▶ Work request
The data below must be repeated exactly. Leave nothing out.

▶ Stored data

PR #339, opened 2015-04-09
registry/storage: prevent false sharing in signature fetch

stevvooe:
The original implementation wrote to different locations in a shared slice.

▶ Problem solution
PR #339, opened 2015-04-09
registry/storage: prevent false sharing in signature fetch

stevvooe:
The original implementation wrote to different locations in a shared slice.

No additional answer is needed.